I am reading about the spectral theory of bounded linear operators in a book called Quantum Theory for Mathematicians by Hall. The goal of the spectral theory presented by the author is to construct a reasonable notion for what it means to "pass a bounded/unbounded" operator to the argument of some function. Namely, if $A\in B(H)$ is a bounded linear operator and $f$ is, say, a continuous complex-valued function, then
$$f(A) = \int_{\sigma(A)}f(\lambda)d\mu^A(\lambda)$$
for a unique projection valued measure $\mu^A$ which satisfies $A = \int_{\sigma(A)}\lambda d\mu^A(\lambda)$ with $\sigma(A)$ being the spectrum of $A$. Theory and related proofs for the case of bounded linear operators is given in chapters 7 and 8.
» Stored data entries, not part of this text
PR #142, opened 2020-12-21
Add reset solver feature to IC3Base

makaimann:
Adds option to reset solver after certain number of check sat calls (default is 5000).

### DIFF
--- a/engines/ic3base.cpp
+++ b/engines/ic3base.cpp
@@ -47,7 +47,8 @@ IC3Base::IC3Base(Property & p, SolverEnum se)
     : super(p, se),
       reducer_(create_solver(se)),
       solver_context_(0),
-      num_check_sat_since_reset_(0)
+      num_check_sat_since_reset_(0),
+      failed_to_reset_solver_(false)
 {
 }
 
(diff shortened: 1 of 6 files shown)


makaimann:
@ahmed-irfan here's the reset solver option we discussed before. I haven't tested it on the cluster yet so I marked it do not merge for now. Might be useful for your experiments though. Since it's related to clause subsumption, we can do that in this same PR if you think that makes sense.

engines/ic3base.cpp
```diff
@@ -694,6 +716,57 @@ void IC3Base::pop_solver_context()
   solver_context_--;
 }
 
+Result IC3Base::check_sat()
```
ahmed-irfan, line 719:
```suggestion
inline Result IC3Base::check_sat()
```

engines/ic3base.cpp
```diff
@@ -694,6 +716,57 @@ void IC3Base::pop_solver_context()
...
+{
+  num_check_sat_since_reset_++;
+  return solver_->check_sat();
+}
+
+Result IC3Base::check_sat_assuming(const smt::TermVec & assumps)
```
ahmed-irfan, line 725:
```suggestion
inline Result IC3Base::check_sat_assuming(const smt::TermVec & assumps)
```

ahmed-irfan (approved):
LGTM, only two minor comments

ahmed-irfan:
the PR is labeled as `do no merge`. @makaimann Do you plan to add something more in this PR?

makaimann:
Nope, it's ready! Just removed the label. Originally I planned to evaluate it on the cluster before merging but I don't think that's necessary anymore -- especially because it's an option. Instead, we can merge this and https://github.com/upscale-project/pono/pull/146#pullrequestreview-557264063 and evaluate them together.

PR #143, opened 2020-12-21
adds is_blocked method

ahmed-irfan:


engines/ic3base.cpp
```diff
@@ -394,7 +394,12 @@ bool IC3Base::rel_ind_check(size_t i,
 bool IC3Base::block_all()
 {
   while (has_proof_goals()) {
-    ProofGoal pg = get_next_proof_goal();
+    const ProofGoal &pg = get_next_proof_goal();
+    if (is_blocked(pg)) {
+      logger.log(3, "Skipping Already blocked proof goal <{}, {}>",
```
makaimann, line 399:
```suggestion
      logger.log(3, "Skipping already blocked proof goal <{}, {}>",
```

makaimann (approved):
Thanks for the PR! So it looks good to me in terms of correctness. I'm trying to understand how we get into this situation though where `is_blocked` will be true.

makaimann:
Just FYI I think this is good to go. I'll let you merge it in case you decide to tweak anything or whatnot.

PR #2384, opened 2026-05-29
Add change to enforce dense representation of instance segmentation mask when used in inference models, enabled by default for old versions of IS block

PawelPeczek-Roboflow:
## What does this PR do?

This PR tries to address problem with speed of decoding regarding instance segmentation workflows blocks with `inference-models`.

Change from release 1.2.4 introduced RLE which enforced laborious conversion of masks to RLE to polygions to full masks in standard chain of execution for Workflow block - decreasing the throughput of workflows running in the field. Addressing that we introduce a knob to enforce dense representation in old blocks - with flag to control that behaviour if memory usage is to high.

## Type of Change

## Testing

- ci tests

**Test details:**

## Checklist

### DIFF
--- a/inference/core/workflows/core_steps/models/roboflow/instance_segmentation/v1.py
+++ b/inference/core/workflows/core_steps/models/roboflow/instance_segmentation/v1.py
@@ -153,6 +153,15 @@ class BlockManifest(WorkflowBlockManifest):
         description="Target dataset for active learning, if enabled.",
         examples=["my_project", "$inputs.al_target_project"],
     )
+    enforce_dense_masks_in_inference_models: Union[
+        bool, Selector(kind=[BOOLEAN_KIND])
+    ] = Field(
+        default=True,
+        description="Boolean flag to enforce dense masks when inference models backend is in use "
+        "(irrelevant in other cases). Dense masks are faster to process, but require more memory. "
+        "Users can't tweak this flag when running on Roboflow serverless platform.",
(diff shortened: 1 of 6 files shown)


inference/core/workflows/core_steps/models/roboflow/instance_segmentation/v1.py
```diff
@@ -226,6 +236,7 @@ def run(
                 tradeoff_factor=tradeoff_factor,
                 disable_active_learning=disable_active_learning,
                 active_learning_target_dataset=active_learning_target_dataset,
+                enforce_dense_masks_in_inference_models=enforce_dense_masks_in_inference_models,
             )
         elif self._step_execution_mode is StepExecutionMode.REMOTE:
             return self.run_remotely(
```
dkosowski87, line 242: Shouldn't we add this param also to `run_remotely`. If someone has an inference server setup themselves he might want to have this allowed. `GCP_SERVERLESS` will handle the check on the API side.

PawelPeczek-Roboflow: I would not propagate this to server frankly speaking - to me that's internals of how the block should be executed locally.

dkosowski87: ok

dkosowski87 (approved):

PR #2393, opened 2026-06-01
fix(workflows): select v0 API for hosted semantic-segmentation remote execution

leeclemnet:
## Summary

The `semantic_segmentation` workflow block (v1 and v2) is missing the `client.select_api_v0()` call that every other hosted model block makes in `run_remotely`. Without it, `InferenceHTTPClient` talks to the hosted semantic-seg endpoint (`segment.roboflow.com`) over the **v1** API.

Now that the dedicated v1 hosted inference endpoints have been sunset and `segment.roboflow.com` is served by the **serverless** backend (which only supports the v0 / path-parameter API), the v1 path fails: the model load hits `POST /model/add`, the model id never reaches the path-based serverless authorizer, and the request 403s — surfaced as a spurious "API key" error. This breaks **all** hosted semantic-seg models in workflows (DeepLabV3+ and yolo26-sem), staging and prod. The sibling blocks (object/instance/keypoint detection, classification) already force v0, so they were unaffected by the migration.

Fix: force v0 in `run_remotely` for hosted execution, matching the sibling blocks.

## Type of change

- Diagnosed from staging + prod logs: executor → `segment.roboflow.com/model/add` 403; platform-side `GET /models/v1/external/weights?modelId=model/add` 403.
- Change mirrors the existing v0-forcing blocks verbatim; the real path is hosted serverless, verifiable post-deploy by running a semantic-seg workflow (DeepLabV3+ and `yolo26n-sem-1024`) and confirming a mask is returned.

## Docs

- [ ] Docs updated — _n/a_, internal routing fix.

### DIFF
--- a/inference/core/workflows/core_steps/models/roboflow/semantic_segmentation/v1.py
+++ b/inference/core/workflows/core_steps/models/roboflow/semantic_segmentation/v1.py
@@ -182,6 +182,8 @@ class RoboflowSemanticSegmentationModelBlockV1(WorkflowBlock):
             api_url=api_url,
             api_key=self._api_key,
         )
+        if WORKFLOWS_REMOTE_API_TARGET == "hosted":
+            client.select_api_v0()
         client_config = InferenceConfiguration(
             max_batch_size=WORKFLOWS_REMOTE_EXECUTION_MAX_STEP_BATCH_SIZE,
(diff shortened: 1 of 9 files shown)


dkosowski87 (commented):
Can we add some tests for resolving the path (hosted/non-hosted)? We will have at least some regression coverage that way.

dkosowski87 (approved):

leeclemnet:
recheck

PR #2399, opened 2026-06-02
Adjustments for Asset Library in Batch Processing

PawelPeczek-Roboflow:
## What does this PR do?

* CLI for new RoboQL extension of data staging
* CLI extension for batch processing making it possible to use multi-part batches with metadata injection as auxiliary workflows inputs
* internal adjustments for batch processing
* tests

## Type of Change

## Testing

- e2e with batch processing and data staging

**Test details:**

## Checklist


inference_cli/lib/workflows/common.py
```diff
@@ -298,3 +298,10 @@ def export_images_for_field(
             registered_images = index_entry.image_outputs[field_name]
             results.append((image_path, registered_images))
         return results
+
+
+def replace_file_extension(path: str, extension: str) -> str:
+    root, _ = os.path.splitext(path)
+    if extension and not extension.startswith("."):
+        extension = f".{extension}"
+    return root + extension
```
grzegorz-roboflow: I'd opt for doing this with pathlib.Path

```suggestion
 def replace_file_extension(path: str, extension: str) -> str:
    return Path(path).with_suffix(f".{extension.lstrip('.')}).as_posix()
```

inference_cli/lib/workflows/local_image_adapter.py
```diff
@@ -293,8 +338,24 @@ def _process_single_image_from_directory(
...
     debug_mode: bool = False,
+    images_metadata_input_mapping: Optional[Dict[str, str]] = None,
+    workflows_execution_engine_init_params: Optional[Dict[str, Any]] = None,
 ) -> bool:
+    metadata_driven_workflow_parameters, metadata_error = (
+        _resolve_metadata_driven_workflow_parameters(
+            image_path=image_path,
+            images_metadata_input_mapping=images_metadata_input_mapping,
+        )
+    )
```
grzegorz-roboflow, line 356: Exception can bubble up from read_json or metadata.keys (i.e. malformed metadata which is `[]`) - we'd abort whole directory where we probably should only skip image with malformed metadata

inference_cli/lib/workflows/local_image_adapter.py
```diff
@@ -110,6 +108,8 @@ def process_image_directory_with_workflow_using_inference_package(
     debug_mode: bool = False,
     max_failures: Optional[int] = None,
     max_concurrent_workflows_steps: int = 4,
+    images_metadata_input_mapping: Optional[Dict[str, str]] = None,
+    workflows_execution_engine_init_params: Optional[Dict[str, Any]] = None,
```
grzegorz-roboflow, line 111: we add two params here, but not passing them when calling this method (local CLI users cannot reach this feature)

inference_cli/lib/roboflow_cloud/data_staging/core.py
```diff
@@ -178,11 +178,20 @@ def create_batch_of_images(
...
+            help="RoboQL query selecting images from the Roboflow platform (required if data source is 'roboql'). "
+            "The batch is materialised asynchronously by the data-staging worker.",
+        ),
+    ] = None,
     ingest_id: Annotated[
         Optional[str],
         typer.Option(
             "--ingest-id",
-            "-i",
+            "-in-id",
```
grzegorz-roboflow: we have short `-i` in `images_dir`

is below valid input?

`-in-idsomeid123`

could it be handled by `i` (resulting in `-i n-idsomeid123` rather than `-in-id someid123`)

inference_cli/lib/workflows/local_image_adapter.py
```diff
@@ -276,6 +282,45 @@ def _on_failure(
...
+
+    Returns (params, error_summary). On the success path the params dict
+    is the projection (possibly empty when mapping is None/empty) and
+    error_summary is None. On any failure (missing file, missing required
+    keys) the params is None and error_summary explains why — the caller
+    forwards it verbatim to `on_failure`.
+    """
+    if not images_metadata_input_mapping:
+        return {}, None
+    assumed_metadata_file_path = replace_file_extension(image_path, extension=".json")
```
grzegorz-roboflow: is it possible that user wants to process `something.jpg` and `something.png`?

in such case both would end up having the same `something.json` metadata

inference_cli/lib/workflows/local_image_adapter.py
```diff
@@ -276,6 +282,45 @@ def _on_failure(
...
+    if not os.path.isfile(assumed_metadata_file_path):
+        return None, (
+            f"Cold not find required metadata file for image: {image_path}. "
```
grzegorz-roboflow:
```suggestion
            f"Could not find required metadata file for image: {image_path}. "
```

inference_cli/lib/workflows/local_image_adapter.py
```diff
@@ -276,6 +282,45 @@ def _on_failure(
...
+            f"Since `images_metadata_input_mapping` was specified, presence of metadata file is enforced."
+        )
+    metadata = read_json(path=assumed_metadata_file_path)
+    missing_keys = set(images_metadata_input_mapping.values()).difference(
+        metadata.keys()
+    )
+    if len(missing_keys) > 0:
+        return None, (
+            f"Cold not find required metadata keys specified in `images_metadata_input_mapping` for image: "
```
grzegorz-roboflow:
```suggestion
            f"Could not find required metadata keys specified in `images_metadata_input_mapping` for image: "
```

inference_cli/lib/roboflow_cloud/data_staging/api_operations.py
```diff
@@ -1567,21 +1647,19 @@ def pull_batch_element_to_directory(
         override_existing=override_existing,
     ):
         return None
-    parsed_url = urlparse(file_metadata.download_url)
```
grzegorz-roboflow, line 1570: can remove `from urllib.parse import urlparse`

inference_cli/lib/roboflow_cloud/batch_processing/entities.py
```diff
@@ -99,7 +99,9 @@ class StagingBatchInputV1(BaseModel):
     type: Literal["staging-batch-input-v1"] = Field(default="staging-batch-input-v1")
     batch_id: str = Field(serialization_alias="batchId")
     part_name: Optional[str] = Field(serialization_alias="partName", default=None)
-
+    images_metadata_part: Optional[str] = Field(
+        serialization_alias="imagesMetadataPart", default=None
+    )
 
 class AggregationFormat(str, Enum):
```
grzegorz-roboflow, line 107: linter probably will flag 1-line spacing before class declaration

inference_cli/lib/roboflow_cloud/batch_processing/core.py
```diff
@@ -112,6 +112,16 @@ def show_job_details(
         raise typer.Exit(code=1)
 
 
+def parse_key_value(values: List[str]) -> Dict[str, str]:
+    result: Dict[str, str] = {}
+    for item in values:
+        if "=" not in item:
+            raise typer.BadParameter(f"'{item}' must be in key=value format")
+        key, value = item.split("=", 1)  # split once, so values may contain '='
```
grzegorz-roboflow, line 124:
```python
>>> "=1".split("=")
['', '1']
```
we would end up with empty key further passed to the API (not sure if we check for `None` or for empty keys too)

grzegorz-roboflow (changes requested):

inference_cli/lib/workflows/common.py
PawelPeczek-Roboflow: 👍

inference_cli/lib/workflows/local_image_adapter.py
PawelPeczek-Roboflow: really good point 👍

inference_cli/lib/workflows/local_image_adapter.py
PawelPeczek-Roboflow: I believe it's ok for `workflows_execution_engine_init_params` - here it's usually impossible for people using CLI to assemble python object to be injected. Using it internally to enable dependency injection in Workflows EE.

for `images_metadata_input_mapping` I would extend CLI later on if needed.

inference_cli/lib/roboflow_cloud/data_staging/core.py
PawelPeczek-Roboflow: I removed collision here - I believe it's invalid in typer to have two options abbreviated the same way
`-i` stays being `images_dir` as intended
would not work when `-i` has shadowing

PawelPeczek-Roboflow: ah.. dam - checked.

with two `-i`, effectively the second annotation in order applied - was associated to `ingest-id`

To avoid breaking change I would remove `i` from image dir.

inference_cli/lib/workflows/local_image_adapter.py
PawelPeczek-Roboflow: oh - good point - changing and I will patch other places to match this

inference_cli/lib/roboflow_cloud/batch_processing/entities.py
PawelPeczek-Roboflow: not sure if I understand

inference_cli/lib/roboflow_cloud/batch_processing/core.py
PawelPeczek-Roboflow: 👍

grzegorz-roboflow (approved):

For the rest of this question I am assuming what you know how projection valued measures and the related tools work (since otherwise I would probably have to copy most of the book here). What is puzzling me is how the integral $\int_{\sigma(A)}f(\lambda)d\mu^A(\lambda)$ of a non-simple function, complex-valued, function is defined. I mean the following: If $f = \sum_{n=0}^N\alpha_n\chi_{E_n}$ for some measurable subsets of $\sigma(A)$ $E_1,\dots,E_N$ and $\alpha_1,\dots,\alpha_N\in\mathbb{C}$, then
$$\int_{\sigma(A)}f(\lambda)d\mu^A(\lambda) = \sum_{n=0}^\infty \alpha_n\mu^A(E_n)$$
which is a bounded linear operator as the finite sum of such operators. The definition which I have seen for the Lebesgue integral of a non-negative measurable function $f:X\to[0,\infty]$ in a measure space $(X,\mathcal{F},\mu)$ is
$$\int_Xf(x)d\mu(x) = \sup\left\{\int_Xs(x)d\mu(x)\mid \text{$s:X\to[0,\infty]$ is a simple function and $\forall x\in X:0\leq s(x)\leq f(x)$}\right\}$$
And leads to this post: Since Hall does not define from which parts the integral of non-simple function is constructed from, I am lead to believe that we are sameish supremum "under the hood". But w.r.t. what should the supremum be taken against?